* [WHAT YOU NEED TO DO]
Go through the lines below. Copy those with "null".

* [EXCERPTED RECORDS]
PR #2191, opened 2024-03-08
[Flow run infra overrides] Override job variables per deployment schedule

collincchoy:
This PR adds a JSON input for flow run job variable overrides into the deployment schedules modal/form --- which enables a user to configure job variable overrides on a per deployment schedule basis through the UI. 

> [!Important]
> This work is feature flagged. atm, api changes are still pending so we need to be careful here to maintain backwards compatibility with the flag off (aka not send the extra field across the wire).

| **Flag OFF** | **Flag ON** |
| ---- | ---- |
| image image | image image |
| image image | image image |


src/components/FlowRunCreateFormV2.vue
```diff
@@ -127,8 +125,7 @@
   const workQueueName = ref<string | null>(props.deployment.workQueueName)
   const retries = ref<number | null>(null)
   const retryDelay = ref<number | null>(null)
-  const jobVariables = ref<string>()
-  const { state: jobVariablesState, error: jobVariablesError } = useValidation(jobVariables, isJson('Job variables'))
+  const jobVariables = ref<string | undefined>(can.access.flowRunInfraOverrides ? '{}' : undefined)
```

* [WRITTEN SOLUTION]
   const workQueueName = ref<string | null>(props.deployment.workQueueName)
   const retries = ref<number | null>(null)
   const retryDelay = ref<number | null>(null)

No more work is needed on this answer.